可仰射崖顶,箭矢必然受山风影响飘晃不定。
又逆着晨光。
他那头一翘起来。
燕青的弩手便立刻调转弩机,往他头上招呼。
而那些躲在石缝里的百姓。
已经有人从地上摸起金兵尸体旁掉落的刀。
咬着牙。
手还在抖,刀也还在抖。
可他没有趴回去。
他握着刀,像握一根救命稻草。
完颜亮在涧口听见鹰愁涧方向。
忽然爆发出震天的喊杀声。
脸色变了。
他一直捏在手指间的那根草茎。
忽然断了。
断成两截,落在马蹄边的尘土里。
他翻身上马。
抓起弯刀。
刀柄上镶着的宝石在晨光中闪了一下。
又被他攥紧的手掌遮住了。
他来之前反复掂量过。
涧底石壁上没有火烧焦痕。
崖顶没有滚木礌石。
武松的主力不可能埋伏在这里。
可那喊杀声不是假的。
有弓弩,有短刀。
有百姓倒戈之后跟着杀敌的嘶哑吼叫。
还有金兵前队在狭窄涧底被俘的惨叫。
这些声音混在一起。
从鹰愁涧的方向随风灌进他的耳朵。
每一个音节,都像是有人拿刀尖敲着他的头盔。
中伏了。
不是武松的主力。
武松的主力果然不在山里。
打伏击的是燕青。
是那个独臂的、在玉泉山趴了三天三夜不吭一声的燕青。
是他绕到居庸关背后,断完颜宗弼归路的燕青。
是他和张清一起,带着二龙山旧部在鹰愁涧设伏的燕青。
他们翻山过来了。
武松不需要把主力埋在山里。
他用燕青就够了。
用二龙山那些在山里钻了一辈子、闭着眼都能摸过崖壁的兄弟就够了。
完颜亮的瞳孔在收缩。
他拨转马头。
对副将吼了一个字。
副将一愣。
中伏了还进?
元帅,前队中伏了!
正因为中伏,才要进!
他的伏兵数量有限。
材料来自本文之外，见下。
PR #3622, opened 2025-11-27
feat: add optional logger wherever possible

### LINKED ISSUE #3558: Feature Request: ability to provide a logger as an Options setting

ccoVeille:
This commit introduces an optional logger parameter to various structs.
This enhancement allows users to provide custom logging implementations.

Fixes #3558

- #3558

> [!NOTE]
> This is a follow-up of #3560 that was merged in a branch (not `master`) and #3618 that was updated by @ndyakov to add changes on it.
>
> The MR is now ready to be merged.

- #3560 
- #3618

### DIFF
--- a/example_test.go
+++ b/example_test.go
@@ -58,7 +58,7 @@ func ExampleParseURL() {
 }
 
 func ExampleNewFailoverClient() {
-	// See http://redis.io/topics/sentinel for instructions how to
+	// See https://redis.io/docs/latest/operate/oss_and_stack/management/sentinel for instructions how to
 	// setup Redis Sentinel.
 	rdb := redis.NewFailoverClient(&redis.FailoverOptions{
 		MasterName:    "master",
@@ -68,7 +68,7 @@ func ExampleNewFailoverClient() {
 }
 
 func ExampleNewClusterClient() {
-	// See http://redis.io/topics/cluster-tutorial for instructions
+	// See https://redis.io/docs/latest/operate/oss_and_stack/management/scaling for instructions
 	// how to setup Redis Cluster.
 	rdb := redis.NewClusterClient(&redis.ClusterOptions{
 		Addrs: []string{":7000", ":7001", ":7002", ":7003", ":7004", ":7005"},
--- a/internal/hashtag/hashtag.go
+++ b/internal/hashtag/hashtag.go
@@ -11,7 +11,7 @@ const slotNumber = 16384
 // CRC16 implementation according to CCITT standards.
 // Copyright 2001-2010 Georges Menie (www.menie.org)
 // Copyright 2013 The Go Authors. All rights reserved.
-// http://redis.io/topics/cluster-spec#appendix-a-crc16-reference-implementation-in-ansi-c
+// https://redis.io/docs/latest/operate/oss_and_stack/reference/cluster-spec#appendix-a-crc16-reference-implementation-in-ansi-c.
 var crc16tab = [256]uint16{
 	0x0000, 0x1021, 0x2042, 0x3063, 0x4084, 0x50a5, 0x60c6, 0x70e7,
 	0x8108, 0x9129, 0xa14a, 0xb16b, 0xc18c, 0xd1ad, 0xe1ce, 0xf1ef,
--- a/internal/hashtag/hashtag_test.go
+++ b/internal/hashtag/hashtag_test.go
@@ -15,7 +15,7 @@ func TestGinkgoSuite(t *testing.T) {
 }
 
 var _ = Describe("CRC16", func() {
-	// http://redis.io/topics/cluster-spec#keys-distribution-model
+	// https://redis.io/docs/latest/operate/oss_and_stack/reference/cluster-spec#key-distribution-model.
 	It("should calculate CRC16", func() {
 		tests := []struct {
 			s string
--- a/osscluster.go
+++ b/osscluster.go
@@ -1152,7 +1152,7 @@ type ClusterClient struct {
 }
 
 // NewClusterClient returns a Redis Cluster client as described in
-// http://redis.io/topics/cluster-spec.
+// https://redis.io/docs/latest/operate/oss_and_stack/reference/cluster-spec.
 func NewClusterClient(opt *ClusterOptions) *ClusterClient {
 	opt.init()
 
--- a/pipeline.go
+++ b/pipeline.go
@@ -49,7 +49,7 @@ type Pipeliner interface {
 var _ Pipeliner = (*Pipeline)(nil)
 
 // Pipeline implements pipelining as described in
-// http://redis.io/topics/pipelining.
+// https://redis.io/docs/latest/develop/using-commands/pipelining.
 // Please note: it is not safe for concurrent use by multiple goroutines.
 type Pipeline struct {
 	cmdable
--- a/pubsub.go
+++ b/pubsub.go
@@ -16,7 +16,7 @@ import (
 )
 
 // PubSub implements Pub/Sub commands as described in
-// http://redis.io/topics/pubsub. Message receiving is NOT safe
+// https://redis.io/docs/latest/develop/pubsub. Message receiving is NOT safe
 // for concurrent use by multiple goroutines.
 //
 // PubSub automatically reconnects to Redis Server and resubscribes
--- a/tx.go
+++ b/tx.go
@@ -11,7 +11,7 @@ import (
 const TxFailedErr = proto.RedisError("redis: transaction failed")
 
 // Tx implements Redis transactions as described in
-// http://redis.io/topics/transactions. It's NOT safe for concurrent use
+// https://redis.io/docs/latest/develop/using-commands/transactions. It's NOT safe for concurrent use
 // by multiple goroutines, because Exec resets list of watched keys.
 //
 // If you don't need WATCH, use Pipeline instead.


ccoVeille:
I apparently failed to keep your GPG signature @ndyakov, it sounds logic as I used history rewritting to fix an issue in one of the commit I did earlier. Feel free to pull, sign your commits, and push again. My fork is now all set for maintainers edits

logging/custom.go
```diff
@@ -0,0 +1,142 @@
...
+	"context"
+	"fmt"
+)
+
+// LoggerWrapper is a slog.Logger wrapper that implements the Lgr interface.
+type LoggerWrapper struct {
+	logger        LoggerWithLevelI
+	loggerLevel   *LogLevelT
+	printfAdapter PrintfAdapter
+}
```
ccoVeille, line 13: Side note about wording

Does it make sense to have something that would be referred as "logging.LoggerWrapper" outside the package

What do you think about `logging.Wrapper` ?


```suggestion
// Wrapper is a slog.Logger wrapper that implements the Lgr interface.
type Wrapper struct {
	logger        LoggerWithLevelI
	loggerLevel   *LogLevelT
	printfAdapter PrintfAdapter
}
```

logging/custom.go
```diff
@@ -0,0 +1,142 @@
...
+	cl := &LoggerWrapper{
+		logger: logger,
+	}
+	for _, opt := range opts {
+		opt(cl)
+	}
+	return cl
+}
+
+type LoggerWrapperOption func(*LoggerWrapper)
```
ccoVeille, line 28: same question

https://github.com/redis/go-redis/pull/3622/files#r2568588557

it could be


```suggestion
type WrapperOption func(*Wrapper)
```

logging/logging.go
```diff
@@ -89,3 +89,22 @@ func (l *filterLogger) Printf(ctx context.Context, format string, v ...interface
...
+// Lgr is a logger interface with leveled logging methods.
+// It is implemented by LoggerWrapper and legacyLoggerAdapter.
+// If you would like to use `slog.Logger` from the standard library, you can use LoggerWrapper.
+//
+//		logger := slog.New(slog.NewTextHandler(os.Stderr))
+//	    db := redis.NewClient(&redis.Options{
+//			Logger: logging.NewLoggerWrapper(logger),
+//		})
+//
+// This will NOT handle all logging at the moment, singe there is still a global logger in use.
```
ccoVeille: typo spotted

```suggestion
// This will NOT handle all logging at the moment, since there is still a global logger in use.
```

logging/logging.go
```diff
@@ -89,3 +89,22 @@ func (l *filterLogger) Printf(ctx context.Context, format string, v ...interface
...
+// that will be deprecated in the future.
+type Lgr interface {
+	Errorf(ctx context.Context, format string, v ...any)
+	Warnf(ctx context.Context, format string, v ...any)
+	Infof(ctx context.Context, format string, v ...any)
+	Debugf(ctx context.Context, format string, v ...any)
+	Enabled(ctx context.Context, level LogLevelT) bool
+}
```
ccoVeille: The name of this interface is a bit awkward to me.

ccoVeille: There is something I don't get here with this interface

Either `LegacyLogger` and `LoggerWrapper` also support

```go
Error(ctx context.Context, msg string, v ...any)
Warn(ctx context.Context, msg string, v ...any)
Info(ctx context.Context, msg string, v ...any)
Debug(ctx context.Context, msg string, v ...any)
```

Why do you restrict the interface to simili printf logger ?

logging/custom.go
ndyakov: i thought about this, but defaulted to LoggerWrapper, since in the `logging` package, a `Wrapper` may refer to both logger and a log message itself.

logging/custom.go
ndyakov: same answer :)

logging/logging.go
ndyakov: I am open to suggestions.

ndyakov: those were the only one used, i don't mind adding the non format methods. feel free to add them.

ndyakov (dismissed):
Overall looks good to me, can we just make sure this one is addressed (preferably add a simple test):
https://github.com/redis/go-redis/pull/3618#discussion_r2565332445

ccoVeille:
> Overall looks good to me, can we just make sure this one is addressed (preferably add a simple test):
> https://github.com/redis/go-redis/pull/3618#discussion_r2565332445

Here the difference I applied to an old commit.

```diff
func (cl *LoggerWrapper) Errorf(ctx context.Context, format string, v ...any) { 
         if cl == nil || cl.logger == nil { 
                 legacyLoggerWithLevel.Errorf(ctx, format, v...) 
                 return 
         } 
-         cl.logger.ErrorContext(ctx, format, v...)
+         cl.logger.ErrorContext(cl.printfToStructured(ctx, format, v...))
 }
```

I can add a test, but adding a test about a logger is never fun.

Maybe it can be done in a separate PR. I'm suggesting that, but if you are OK to wait for me to add the tests a few more days, maybe a week. I can do it.

logging/logging.go
ccoVeille: In fact, I feel like we should consider inverting the logic here.

The custom logger available in the various config should only mention

```go
Error(ctx context.Context, msg string, v ...any)
Warn(ctx context.Context, msg string, v ...any)
Info(ctx context.Context, msg string, v ...any)
Debug(ctx context.Context, msg string, v ...any)
Enabled(ctx context.Context, level LogLevelT) bool
```

So no `Whateverf` involved, then the code use the wrapper to transform things.

I feel like asking people to implement Errorf, Infof and co is an error.

ndyakov:
@ccoVeille No problem, I will prepare a beta without the logger, you can write tests and resolve conflicts in the next week and then we will include it.

logging/logging.go
ndyakov: The point of those logger methods is to print a formatted log message, so `*f` makes sense to me and it is consistent. Users don't have to implement those methods, they do however have to wrap their logger with the provided wrapper if their logger follows the `*Context` interface like `slog`.

ccoVeille: I wasn't suggesting to rename things such as:

Infof -> Info

My problem was the fact people will have to add a struct that would satisfy the legacy Printf methods

While we could add this in a way the logger only have to satistify the method that would be used by a structured logger

So the InfoContext one and so on.

The code could adapt itself to use the LoggerWrapper if needed.

Said otherwise people could provide directly a slog.Handler with the v9 as the logger of each config.

The logger wrapper is something we need right now because the code needs the Infof

But I would prefer the magic to be hidden from user. People seeing the interface would think "oh I need to implement Errorf, Warnf and co it's boring and not convenient"

I will add a commit to explain what I have in mind. But later, either this weekend or next week. I will also add tests for all that.

ccoVeille: I have refactored in the way I found the best for future maintainability

ccoVeille:
@ndyakov please review again.

I feel the system is better now.

~~The only thing I'm unsure is the fact the LoggerWrapper should be exported (like in the current PR) or moved to internal/logging~~

EDIT: this is needed if a LoggerWrapper is provided directly

ccoVeille:
Apparently, I broke something.

It's too late here, but the code is close to what is needed.

logging/custom.go
```diff
@@ -0,0 +1,146 @@
+package logging
+
+import (
+	"context"
+	"fmt"
+)
+
+// LoggerWrapper is a slog.Logger wrapper that implements the Lgr interface.
```
ccoVeille, line 8:
```suggestion
// LoggerWrapper is a wrapper for logger, it provides compatibility with legacy Printf logger and new structured logger
```

logging/custom.go
```diff
@@ -0,0 +1,146 @@
...
+type LoggerWrapper struct {
+	logger        LoggerWithLevelI
+	loggerLevel   *LogLevelT
+	printfAdapter PrintfAdapter
+}
+
+func NewLoggerWrapper(logger LoggerWithLevelI, opts ...LoggerWrapperOption) *LoggerWrapper {
+	cl := &LoggerWrapper{
+		logger: logger,
+	}
```
ccoVeille: Check if logger is already a LoggerWrapper, this way it can be used directly

ccoVeille:
I feel like I have to move out the change about fixing the panic and sprintf issue

ccoVeille:
> I feel like I have to move out the change about fixing the panic and sprintf issue

Moved to 
- #3632
- #3633

ccoVeille:
I squashed everything in one commit even yours @ndyakov.

I was done to deal with conflicts when someone was merging something :roll_eyes:

ccoVeille:
The PR is still in DRAFT mode because I have no clear status on what is the minimal Go version for go-redis

As stated in #3631, right now the `go.mod` mentions Go 1.18+, but the current code can only work with Go 1.23+

- #3631 

Except that the code can be reviewed.

But if the minimal version is moved to something at least Go 1.21, my implementation could be simplified a lot as I would be able to delete everything about `//go:build` tags

ccoVeille:
Thanks for taking back my PR

PR #3625, opened 2025-11-28
fix(pool): double freeturn bug

ndyakov:
A regression was reported where with aggressive timeout configuration the pool was stuck. Traced back to https://github.com/redis/go-redis/pull/3518

This PR fixes #3619 and #3623

PR #3626, opened 2025-11-29
fix(pool): correct turn management in putIdleConn to prevent connection leaks

cyningsun:
### Bug Description  
A critical defect was identified in the connection pool's turn management mechanism within the `putIdleConn` method, breaking the fundamental 1:1 correspondence between turns and connections. ( Introduced by #3518)

### Root Cause Analysis  

**Turn Release Scenarios (Expected Behavior):**
```
- new connection failed
  → freeTurn: allow other goroutines to create connections
- pool.Put 
  → freeTurn: allow acquiring existing idle connections  
- pool.putIdleConn
  ├── deliver connection to waiting goroutine
  │   → ❌ DEFECT: turn should be released by receiving goroutine via Put
  └── place connection in idle pool
      → freeTurn: allow acquiring existing idle connections
```

**The Defect:**  In `putIdleConn`, when delivering connections to waiting goroutines, the turn was incorrectly released immediately instead of being transferred to the receiving goroutine for proper release via `Put`.

**Test Gap:** The test case "should not leak turn when delivering connection via putIdleConn" contained flawed assertions due to misunderstanding of turn ownership mechanism in the context of connection delivery, failing to detect the leakage.

**Relationship to #3625:**  
This PR addresses the same turn management issue identified in #3625. I want to acknowledge and thank @ndyakov for:

- The comprehensive test cases that clearly reproduce the issue 
- The prompt response in providing a solution
- The valuable implementation in #3625

This PR offers an additional perspective on the solution, focusing specifically on turn ownership semantics. It's intended to provide more options for review and discussion as we work towards the best resolution for this issue.

**Note to Reviewers:**  
This PR is optional and can be closed if #3625 covers all needs. It's just here to offer another perspective.

### DIFF
--- a/internal/pool/double_freeturn_simple_test.go
+++ b/internal/pool/double_freeturn_simple_test.go
@@ -1,0 +1,158 @@
+package pool_test
+
+import (
+	"context"
+	"net"
+	"sync/atomic"
+	"testing"
+	"time"
+
+	"github.com/redis/go-redis/v9/internal/pool"
+)
+
+// TestDoubleFreeTurnSimple tests the double-free bug with a simple scenario.
+// This test FAILS with the OLD code and PASSES with the NEW code.
+//
+// Scenario:
+// 1. Request A times out, Dial A completes and delivers connection to Request B
+// 2. Request B's own Dial B completes later
+// 3. With the bug: Dial B frees Request B's turn (even though Request B is using connection A)
+// 4. Then Request B calls Put() and frees the turn AGAIN (double-free)
+// 5. This allows more concurrent operations than PoolSize permits
+//
+// Detection method:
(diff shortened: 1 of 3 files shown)


ndyakov:
I do personally like this approach better, it is easier to follow and read. Thank you @cyningsun. Will let @ofekshenawa decide which one to include. Could you please sync the rest of the changes (the context calculation and the tests).

cyningsun:
@ndyakov, thank you! I'm glad you like the approach. I've gone ahead and synced the context calculation and tests from #3625. All tests are passing.

cyningsun:
@ndyakov, thank you! I'm glad you like the approach. I've gone ahead and synced the context calculation and tests from #3625. All tests are passing.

藏在崖顶也只能邀击袭扰,打不了消耗战。
不要慌,随我冲进去把人抢出来。
把百姓重新抓回来,推过去填路,继续往燕京推!
他的伏兵再厉害,能挡住我十万铁骑?
完颜亮率中军涌入鹰愁涧。
后队骑兵也随之跟进。
涧底乱石遍地。
马速根本提不起来。
他的骑兵只好下马步战。
牵马在湿滑的乱石间。
一步一滑地往前挪。
前面是燕青的弩箭。
崖顶不时滚下大块碎石,砸向牵马的金兵。
后面是涌进来的自己人。
挤得连转身都困难。
自相践踏之下,又添了许多死伤。
更要命的是。
就在完颜亮的主力拥堵在涧底最窄一段时。
崖顶的号角又响了。
这一次号角声不是从前面传来的。
是从背后传来的。
张清在涧口外侧山坡上发起突袭。
一把火点燃了完颜亮留在涧口、还没来得及进谷的后队粮车。
那些粮车上的干草和麦秸遇火就着。
浓烟滚滚而起。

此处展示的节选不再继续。